*Problem to solve:* Output the lines below exactly, please, from the first line until the line with "Error: COPY failed", counting both.

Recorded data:
Issue #1811, opened 2026-05-25
Encoding Failure in Windows PowerShell with Chinese Directory Paths


yisen:
### Area

gitnexus (CLI / core / indexing / MCP server)

### Summary

PowerShell Fails to Resolve Directory Paths Containing Chinese Characters Due to Encoding Mismatch

### Expected behavior

running sucessful

### Actual behavior

Analysis failed: COPY failed for File: IO exception: Cannot open file. path: C:\Project\XXXX\code\.gitnexus\lbug - Error 3: The system cannot find the path specified.
Error: COPY failed for File: IO exception: Cannot open file. path: C:\Project\XXXX\code\.gitnexus\lbug - Error 3: The system cannot find the path specified.
    at loadGraphToLbug (file:///C:/Users/yisen/AppData/Roaming/npm/node_modules/gitnexus/dist/core/lbug/lbug-adapter.js:557:23)
    at process.processTicksAndRejections (node:internal/process/task_queues:104:5)
    at async runFullAnalysis (file:///C:/Users/yisen/AppData/Roaming/npm/node_modules/gitnexus/dist/core/run-analyze.js:415:13)
    at async analyzeCommand (file:///C:/Users/yisen/AppData/Roaming/npm/node_modules/gitnexus/dist/cli/analyze.js:314:24)
    at async Command.<anonymous> (file:///C:/Users/yisen/AppData/Roaming/npm/node_modules/gitnexus/dist/cli/lazy-action.js:16:9)

### Steps to reproduce

npx gitnexus analyze

### Environment

windows 11
powershell

PR #2387, opened 2026-07-06
fix(lbug): recognize Windows missing-shadow error so serve repo-switch recovers (#2382)

### LINKED ISSUE #2382: Error 2: The system cannot find the file specified
### Area

gitnexus (CLI/ core / indexing / MCP server)

### Summary

When opening the visual graph via gitnexus serve, if you start with repository A, switch to repository B, and then switch back to repository A, an "Error 2: The system cannot find the file specified" will be reported. Furthermore, the repository becomes unavailable, requiring you to re-run gitnexus analyze before it can be used normally again.

### Context

_No response_

### Expected behavior

Normal switching and normal usage are possible.

### Actual behavior

Normal switching and usage are not possible.

### Steps to reproduce

Run gitnexus serve
Open http://localhost:4747/
Select repository A
Switch to repository B
Switch back to repository A

### Environment

win11 25h2
NPM 11.16.0
gitnexus 1.6.9

### Logs / screenshots

服务器错误：IO exception: Cannot open file. path: F:\McMod\RTSbuilding-main\.gitnexus\lbug.shadow - Error 2: The system cannot find the file specified.

magyargergo:
Fixes #2382.

## Problem

On Windows, switching repositories in `gitnexus serve` (A → B → A) throws a raw
`IO exception: Cannot open file. path: ...\.gitnexus\lbug.shadow - Error 2: The system cannot find the file specified.`
and leaves repo A unusable until `gitnexus analyze` is re-run. POSIX users never hit it.

## Root cause

The missing-shadow recovery machinery already exists and works — it just never engages on Windows. `isMissingShadowSidecarError` (`sidecar-recovery.ts`) matched only the POSIX error text (`Cannot open file …shadow: No such file or directory`), not the Windows form (`…shadow - Error 2: <localized text>`) — different punctuation *and* a different reason phrase. On the read-only reopen that a repo-switch triggers, the matcher returns `false`, `ensureReadOnlyConnectionUsable` rethrows the raw error, `/api/graph` returns it as a 500, and the orphan WAL is never quarantined — so every subsequent open fails identically.

Windows OS error *text* is localized (the reporter is on non-English Windows), so the fix keys on the **locale-invariant Win32 code** (`Error 2` = `ERROR_FILE_NOT_FOUND`), not the English phrase.

## What changed

- **Matcher** (`sidecar-recovery.ts`): recognize the Windows `Error 2` form, matched **only in the reason after `.shadow`** so a repo *path* containing e.g. `\error 2\` can't trip it. POSIX form unchanged.
  - Excludes **`Error 3`** (`ERROR_PATH_NOT_FOUND`) — that's the [#1811](https://github.com/abhigyanpatwari/GitNexus/pull/1811) non-ASCII path-garble artifact where the shadow is **present on disk**; matching it would quarantine a live WAL (data loss).
  - Excludes `Error 5` / `Error 32` / POSIX `Permission denied` (present-but-locked).
- **Data-loss belt** (`lbug-adapter.ts`): `refuseLargeWalQuarantine` now also refuses to quarantine when the shadow is present on disk (`wal-with-shadow`), guarding both read-only and writable recovery paths.

The matcher is centralized, so the fix covers **all** consumers: serve `/api/graph`, the analyze/writable path, and the MCP/wiki/augmentation pool. A tiny orphan WAL self-heals (quarantine + reopen); a large orphan WAL yields the actionable `analyze --force` message — both replace the raw `Error 2` 500.

## Testing

- `test/unit/sidecar-recovery.test.ts`: new direct coverage for `isMissingShadowSidecarError` (there was none) — POSIX, English-Windows, **localized-Windows**, and negatives (`Error 3`/`5`/`32`, path-embedded number, `Permission denied`, non-shadow file) + predicate-distinctness from `isReadOnlyShadowReplayError`.
- `test/unit/lbug-adapter-wal-schema.test.ts`: Windows-format consumer regression across read-only self-heal, large-WAL actionable message, writable path, and the present-shadow guard.
- `test/unit/pool-wal-recovery.test.ts`: MCP-pool Windows-format recovery.
- `tsc --noEmit` clean; a 21-file / 459-test sweep of the recovery/matcher/pool surface passes with no regressions.

## Caveats

The Windows format is derived from the **issue report string**, not a self-produced live crash; the tests inject that same string, so **green tests do not prove the byte-exact 0.18.0 Windows format**. Please confirm the matcher against a real Windows run (reporter or Windows CI) before closing #2382. The code comment and the plan both flag this.


gitnexus/src/core/lbug/sidecar-recovery.ts
```diff
@@ -109,16 +109,38 @@ const warnOnce = (logger: SidecarRecoveryLogger, key: string, message: string):
...
+//
+// The Windows branch is derived from the issue #2382 reported string, not a
+// self-produced live crash; unit/consumer tests inject that same string, so
+// GREEN TESTS DO NOT PROVE the byte-exact 0.18.0 Windows format — confirm
+// against a real Windows run before closing #2382.
 export const isMissingShadowSidecarError = (err: unknown): boolean => {
   const msg = err instanceof Error ? err.message : String(err);
-  return /Cannot open file .*\.shadow: No such file or directory/i.test(msg);
+  if (!/cannot open file/i.test(msg)) return false;
+  const shadowAt = msg.search(/\.shadow\b/i);
```
magyargergo: **[P2 · cross-engine: Codex (swarm + ce + adversarial) & Claude (security-boundary, ce-adversarial, ce-correctness, ce-reliability) · [reproduced]]** First-`.shadow` anchor false-positive.

`msg.search(/\.shadow\b/i)` returns the **first** `.shadow` in the message. If the dbPath has an earlier `.shadow`-suffixed directory segment (e.g. a `branch=subdir` dir like `snap.shadow\`) **and** a later `\error 2\` path segment, `reason = msg.slice(shadowAt)` starts at the wrong token, so `/\berror\s+2\b/` matches the **directory name** even when the real trailing Win32 code is an EXCLUDED one — defeating the comment on lines 140-141 ("a path-embedded number/phrase before it can't satisfy the discriminator").

Reproduced against this exact matcher body:
- `…F:\snap.shadow\error 2\repo\.gitnexus\lbug.shadow - Error 32:` → `true` (WRONG — real code 32 = sharing violation)
- `…F:\repos\.shadow\error 2\project\.gitnexus\lbug.shadow - Error 5:` → `true` (WRONG — real code 5 = locked)
- shipped KTD2 (`error 2` *before* the sole `.shadow`) → `false` — so the green test only validates the easy arrangement.

On the serve path the new `wal-with-shadow` belt catches this; on the **pool** path (`pool-adapter.ts`, no belt — see the digest's Finding B) it renames a live WAL.

**Fix (one line):** anchor on the LAST `.shadow` — the LadybugDB reason text never contains `.shadow`, so the last match is always the real sidecar:
```ts
const m = [...msg.matchAll(/\.shadow\b/gi)].pop();
if (!m) return false;
const reason = msg.slice(m.index);
```
Add a regression test: earlier `.shadow` segment + a later `error 2` + a real `Error 32`/`Error 5` → expect `false`.

gitnexus/src/core/lbug/lbug-adapter.ts
```diff
@@ -507,22 +507,41 @@ const queryAndDrain = async (targetConn: lbug.Connection, cypher: string): Promi
...
   triggeringErr: unknown,
 ): Promise<void> => {
   const state = await inspectLbugSidecars(dbPath);
+  if (state.kind === 'wal-with-shadow') {
+    logger.warn(
+      `GitNexus: refusing to quarantine WAL at ${dbPath}.wal during ${mode} recovery — ` +
+        'the .shadow sidecar is present on disk, so the open likely failed on path reachability or a lock ' +
+        'rather than a missing shadow. Run `gitnexus analyze --force <repo-path> --index-only` if the index is genuinely broken.',
+    );
+    throw new Error(shadowSidecarRecoveryMessage(dbPath, triggeringErr));
```
magyargergo: **[P3 · Claude ce-correctness + ce-reliability · [code-read]]** Misleading recovery message on the present-shadow branch.

This branch fires only when the shadow is **present** on disk (`wal-with-shadow`), but `shadowSidecarRecoveryMessage` says "LadybugDB checkpoint sidecar is **missing**" and tells the operator to rebuild the index — contradicting the accurate `logger.warn` just above (lines 538-541), which correctly states the shadow is present and the open likely failed on path reachability or a lock. Consider a distinct present-but-unreachable message; the remedy differs (fix the lock/path, not a full reindex). This PR's own KTD7 test pins the misleading wording.

magyargergo (commented):
## Two-engine tri-review — PR #2387 `fix(lbug): recognize Windows missing-shadow error so serve repo-switch recovers (#2382)`

**What this PR does.** Rewrites `isMissingShadowSidecarError` from a POSIX-only regex to a `.shadow`-suffix-anchored discriminator that also recognizes the Windows native form (keying on the locale-invariant Win32 code `Error 2` = FILE_NOT_FOUND, not the localized OS text), and adds a present-shadow (`wal-with-shadow`) refusal belt to the serve-path `refuseLargeWalQuarantine`. Net effect: `gitnexus serve` repo-switch A→B→A on non-English Windows recovers instead of surfacing a raw HTTP 500. +296/−20, 5 files (2 source + 3 unit tests).

**Coordinator verdict: changes requested — fix both headline findings in-PR before merge.** The core approach is correct and a genuine improvement over the raw-500 status quo, and every load-bearing safety property (the Error-3 data-loss guard, the code-not-text exclusions, belt ordering, hygiene) was actively validated — several by reproduction. But the review surfaced **two cross-engine P2 findings on a destructive (`fs.rename`) path**, both with concrete reproduction and both fixable with small in-PR changes: a first-`.shadow` anchor false-positive (Finding A) and the newly-reachable unguarded pool quarantine (Finding B). Given the user's standing "fix-in-PR, don't defer" preference and that the fixes are a one-line anchor change + a pool guard + two regression tests, the honest call is to address both here rather than merge-and-follow-up. **PR state:** open, single non-merge commit atop base (clean feature/fix PR — no unrelated churn, `git diff --check` clean, no bidi); `mergeable: MERGEABLE`, `mergeStateStatus: BLOCKED` on **checks pending** (quality gates green; test matrix jobs still running; Vercel fails on external auth only).

**Engines & liveness.** Two independent engines, A/B. **Claude** ran the GitNexus swarm (risk-architect, security-boundary, test-ci-verifier) + 6 ce personas (correctness, adversarial, reliability, testing, maintainability, project-standards). **Codex (GPT-5.5/xhigh)** ran three **live** legs — swarm (solo), ce (report-only, spawned correctness/reliability/testing sub-reviewers), and adversarial. All three Codex legs produced real findings. The strong signal below is a Codex lane and a Claude lane reaching the same finding independently. (Codex-swarm's final turn was cut by an unrelated `api_impact` tool-schema error; its coordinator-distilled summary block is used and corroborates the ce leg.)

Verdict spread: Claude risk-architect "production-ready with minor follow-ups"; Codex-swarm/ce "Not ready"; Codex-adversarial "needs-attention". The disagreement is entirely about whether the two headline findings are fix-in-PR blockers or acceptable follow-ups — the mechanism is agreed by everyone.

---

### What's solid (validated by the reviews — credit)

The reviews actively confirmed the load-bearing safety properties, several by reproduction:

- **Error-3 data-loss guard is CORRECT and holds.** risk-architect's mechanism (independently reproduced here): `CreateFileA` garbles the non-ASCII **directory** bytes, never the always-ASCII `lbug.shadow` filename → a garbled present-shadow path surfaces as **Error 3** (PATH_NOT_FOUND), while **Error 2** (FILE_NOT_FOUND) reliably means the ASCII sidecar is genuinely gone. Matching Error 2 only, excluding Error 3, is sound. Reproduced: the Error-3 garble string returns `false`. (risk-architect, security-boundary, ce-correctness, ce-reliability, Codex-swarm; `[reproduced]`)
- **`/\berror\s+2\b/` correctly rejects Error 3 / 5 / 12 / 20 / 22 / 32** and localized trailing text alone (`系统找不到指定的文件。` → false). Reproduced across both engines. (`[reproduced]`)
- **`isReadOnlyShadowReplayError` stayed distinct** — no lexical overlap, KTD5 asserts both directions. Not broadened. (security-boundary, maintainability)
- **Belt ordering correct across all 5 `LbugSidecarState` kinds** — `wal-with-shadow`/`orphan-wal` are mutually exclusive, each throws; clean/tiny/orphan-shadow proceed safely. (risk-architect, ce-correctness)
- **Hygiene clean:** `git diff --check` clean; no bidi/whitespace issues; all added non-ASCII benign (em-dashes, one `⚠️`, and the intentional load-bearing Chinese test string that pins locale-invariant matching). (security-boundary, Codex-swarm)
- **Standards:** conventional-commit title, no CHANGELOG edit, no version bump, no `.skip`/TODO, `LADYBUGDB-CONTRACT` marker retained, scope tight (+296/-20, 5 files, all in blast radius). (project-standards)

---

### Headline findings (both cross-engine, both fix-in-PR; they share one root cause)

Root-cause note up front: the two findings overlap but are **not** both closed by one fix. Finding A's anchor fix (one line, central matcher) closes the **false-positive** chain — a present/locked shadow (Error 3/5/32) misclassified as missing, which the unguarded pool would then quarantine. It does **not** cover Finding B's **independent** exposure: a *genuine* missing shadow with a *large* orphan WAL now reaches the pool's guardless `tryQuarantineForMissingShadow` on Windows (pre-PR the Windows matcher returned `false` → `throw err`, **no filesystem mutation**), where the serve path refuses. So both are needed — fix the anchor (A) **and** add a present-shadow/large-WAL guard to the pool path (B).

#### FINDING A — first-`.shadow` anchor false-positive misclassifies a present/locked shadow as missing  ·  P2  ·  IN-DIFF (inline-able)

- **path:line:** `gitnexus/src/core/lbug/sidecar-recovery.ts:138-143`
- **Engines/lanes:** Codex (swarm + ce P2/conf75 + adversarial `[high]`) **and** Claude (security-boundary P2, ce-adversarial P2/conf72, ce-reliability F3 P2/conf65, ce-correctness F1). Both engines, 7 lanes. `[reproduced]` (here + multiple lanes).
- **Trigger:** `msg.search(/\.shadow\b/i)` anchors on the **first** `.shadow` in the message. A dbPath whose *parent* directory segment ends in `.shadow` (e.g. a branch dir `v2.shadow/`, `snap.shadow\`, `my.shadow-backup\` — dots are legal in git refs, and GitNexus stores branch=subdir) plus a later `\error 2\` path segment makes `reason = msg.slice(shadowAt)` start at the wrong token, so `/\berror\s+2\b/` matches the **directory name** even when the real trailing Win32 code is an EXCLUDED one (3/5/32). This defeats the in-code comment's explicit "a path-embedded number before it can't satisfy the discriminator" claim. Reproduced here against the real matcher body:
  - `…F:\error 2\repo\.gitnexus\lbug.shadow - Error 32:` → **false** (shipped KTD2 — first==last `.shadow`, gives false confidence)
  - `…F:\snap.shadow\error 2\repo\.gitnexus\lbug.shadow - Error 32:` → **true (WRONG — real code is 32, sharing violation)**
  - `…F:\repos\.shadow\error 2\project\.gitnexus\lbug.shadow - Error 5:` → **true (WRONG — real code is 5, locked)**
- **Consequence:** a present-but-locked shadow (Error 5/32) is classified as missing-shadow. On the **serve** path the new `wal-with-shadow` belt catches it (present shadow → throws, no loss). On the **pool** path there is no belt (Finding B) → live WAL renamed aside.
- **Why the green test doesn't catch it:** the shipped KTD2 test only places `error 2` *before* the sole `.shadow` (first==last match), so it validates the easy arrangement and never exercises an earlier `.shadow`-suffixed segment.
- **Fix (one line):** anchor on the LAST `.shadow` — the LadybugDB reason text (`No such file or directory` / `Error N: …`) never contains `.shadow`, so the last match is always the real sidecar: `const m = [...msg.matchAll(/\.shadow\b/gi)].pop(); if (!m) return false; const reason = msg.slice(m.index);`. Add a regression test with an earlier `.shadow` segment + `error 2` + a real Error 32/5.

#### FINDING B — pool quarantine path is unguarded; the broadened matcher newly routes Windows Error 2 into it  ·  P2  ·  BODY-only (pool-adapter.ts unchanged, NOT inline-able)

- **path:line (reference):** `gitnexus/src/core/lbug/pool-adapter.ts:438-463` (`tryQuarantineForMissingShadow`; `fs.rename` via `quarantineWalForMissingShadow` at `:443`), reached from `:486`/`:517`. Contrast `gitnexus/src/core/lbug/lbug-adapter.ts:531-543` (`refuseLargeWalQuarantine`, the new belt).
- **Engines/lanes:** Codex (ce P1/conf100, swarm, adversarial) **and** Claude (security-boundary F2 P2, ce-reliability F4 P1/conf80, ce-adversarial F2 P2/P1, ce-testing F1 P1/conf60; risk-architect F4 rates it **pre-existing-acceptable**). Both engines. `[code-read]` + `[reproduced]` (ce-reliability scratch test).
- **Trigger:** `tryQuarantineForMissingShadow` renames the WAL with **no** present-shadow (`wal-with-shadow`) and **no** large-WAL (`orphan-wal`) refusal — unlike the belt this PR *added* to the serve path. Before this PR the matcher was POSIX-only, so on Windows `isMissingShadowSidecarError` returned false and the pool's probe error fell through to `throw err` (surface error, **no filesystem mutation**). After this PR, Windows Error 2 matches → the pool now calls `fs.rename` on a live WAL. Combined with Finding A, a present-shadow/locked error or a large uncheckpointed WAL is renamed aside on the common Windows MCP/wiki/augmentation read path — the exact #2382 scenario, via the pool instead of serve.
- **Severity settle:** net **P2**. In favor of "acceptable" (risk-architect): the rename is **recoverable** (not delete), POSIX already behaved this way, and without the shadow the uncheckpointed pages are unreplayable in either path (question is preserved-in-place vs moved-aside). Against: it is silent, on the common Windows read path, newly reachable, and defeats the very belt this PR adds elsewhere; four lanes across both engines rate it P1–P2.
- **Fix:** fixing Finding A's anchor closes the *false-positive* half here for all consumers, but does **not** address the *genuine* large-orphan-WAL-on-Windows half — for that the pool needs its own guard. Route `tryQuarantineForMissingShadow` through `refuseLargeWalQuarantine` (or a shared `guardWalQuarantine(dbPath, mode, err)`) before the rename, and add a pool test asserting a present-shadow / large WAL is **refused, not renamed** (no pool equivalent of the serve KTD7 test exists today). So: anchor fix (A) **and** pool guard (B) are both required, not either/or.

---

### Secondary findings (verified, lower severity)

| # | path:line | Sev | In-diff? | Lanes / engines | Note |
|---|-----------|-----|----------|-----------------|------|
| S1 | `gitnexus/test/unit/lbug-adapter-wal-schema.test.ts` (new Windows `describe` ~730-812) + `gitnexus/scripts/cross-platform-tests.ts` PLATFORM_LOGIC | P3 (standards) | test IN-DIFF; target file not | test-ci-verifier + project-standards (Claude, 2 lanes) | **Confirmed:** its two sibling test files (`sidecar-recovery.test.ts:44`, `pool-wal-recovery.test.ts:45`) ARE registered; this one is NOT, so its Windows-format cases run only on ubuntu. Mock-driven (`vi.doMock`, no real FS) → platform-agnostic, so low real impact, but a documented TESTING.md gap. **Fix:** add the one line to PLATFORM_LOGIC. `[code-read]` |
| S2 | `gitnexus/src/core/lbug/lbug-adapter.ts:543` | P3 | IN-DIFF (inline-able) | ce-correctness F2 + ce-reliability F2 (Claude, 2 lanes) | The `wal-with-shadow` branch throws `shadowSidecarRecoveryMessage` ("checkpoint sidecar is **missing**") though it fires only when the shadow is **present** — the adjacent `logger.warn` is accurate, the thrown text contradicts it and points the operator at a full reindex instead of a lock/path-reachability fix. **Fix:** distinct present-but-unreachable message. `[code-read]`, and this PR's own KTD7 test pins the wrong wording. |
| S3 | `gitnexus/src/core/lbug/lbug-adapter.ts:538-542` | P3 | IN-DIFF | ce-reliability F5 (Claude, 1 lane) | Belt's `logger.warn` bypasses the `warnOnce` anti-spam wrapper → one warn per request under a sustained stuck condition. Mirrors the pre-existing `orphan-wal` branch (consistency, not a regression). Minor. `[code-read]` |
| S4 | `gitnexus/src/core/lbug/pool-adapter.ts` `openReadOnlyDatabase` (~511-549) | P1-reported, single-lane | BODY-only | ce-reliability F1 (Claude, 1 lane, `[reproduced]`) | Distinct from Finding B: on a **persistent** (not transient) missing-shadow, the pool's second probe rethrows the **raw** native error unwrapped, so an MCP caller sees the bare string — the #2382 symptom class, relocated. `lbug-adapter.ts` wraps this via `shadowSidecarRecoveryMessage`; the pool does not. Single-lane/single-engine and partly pre-existing, so surfaced as a note, not a corroborated headline. **Fix:** wrap the persistent second probe like `reopenReadOnlyAfterMissingShadow`. |

Also noted (not scored): maintainability F1 — the `refuseLargeWalQuarantine` doc-comment's "returns silently only when the shadow is absent AND the WAL absent/tiny" omits the `orphan-shadow` variant (harmless, doc-accuracy only).

---

### Refuted / dismissed suspicions (validation is a feature)

- **"non-ASCII garble could produce Error 2 not Error 3"** — REFUTED. The filename `lbug.shadow` is always pure ASCII; only the directory garbles → Error 3. (risk-architect, reproduced)
- **"localized OS text could contain a word-bounded `error 2`"** — REFUTED as not-real-on-Windows. FormatMessage strings for codes 1–32767 don't embed "Error 2"; the matcher keys on the numeric code, not English text. (security-boundary, ce-adversarial)
- **`error 2.5` matches `/\berror\s+2\b/`** — true but **zero practical impact**: Win32 GetLastError returns an integer DWORD; "Error 2.5" cannot appear. Optional maximal-precision nit only. (risk-architect P3)
- **Belt-ordering / mutual-exclusion concerns** — REFUTED; `inspectLbugSidecars` returns exactly one kind, ordering is moot.

**Test gaps (all disclosed / non-blocking):**
- **Self-referential validation (self-disclosed in the `LADYBUGDB-CONTRACT` comment):** all Windows-format tests inject the same hand-copied #2382 string, so green ≠ proof of the real `@ladybugdb/core` 0.18.0 Windows byte-format. Everyone agrees it's honestly disclosed and the fix still strictly beats the raw 500. **Real post-merge action:** capture the byte-exact error text from a live Windows missing-shadow run and diff against the fixtures *before closing #2382*.
- No test exercises Finding A's misanchor (earlier `.shadow` segment + later `error 2`), the pool present-shadow/large-WAL refusal (Finding B), or a persistent-failure pool rethrow (S4).

---

### CI status

Quality gates (lint / format / typecheck / typecheck-web) **green**; `npx tsc --noEmit` and the 72 targeted lbug unit tests pass locally (Codex ce reproduced). Several test jobs (ubuntu coverage, windows/macos platform-sensitive, node-floor, packaged-smoke) were **still PENDING** at review time — worth confirming before merge, especially given S1 (the new Windows-format tests aren't in the Windows CI lane) and the disclosed real-Windows validation gap. Vercel fails on an external authorization issue, not a code problem.

---

*This is an automated multi-tool digest (Claude swarm + 6 ce personas, Codex swarm/ce/adversarial). Verify the two headline findings against the diff before acting — the anchor fix (Finding A) is one line and central; the pool belt (Finding B) is also required, guarding the genuine large-orphan-WAL-on-Windows path that Finding A's anchor fix does not cover.*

*Result of the exercise:*
Issue #1811, opened 2026-05-25
Encoding Failure in Windows PowerShell with Chinese Directory Paths


yisen:
### Area

gitnexus (CLI / core / indexing / MCP server)

### Summary

PowerShell Fails to Resolve Directory Paths Containing Chinese Characters Due to Encoding Mismatch

### Expected behavior

running sucessful

### Actual behavior

Analysis failed: COPY failed for File: IO exception: Cannot open file. path: C:\Project\XXXX\code\.gitnexus\lbug - Error 3: The system cannot find the path specified.
Error: COPY failed for File: IO exception: Cannot open file. path: C:\Project\XXXX\code\.gitnexus\lbug - Error 3: The system cannot find the path specified.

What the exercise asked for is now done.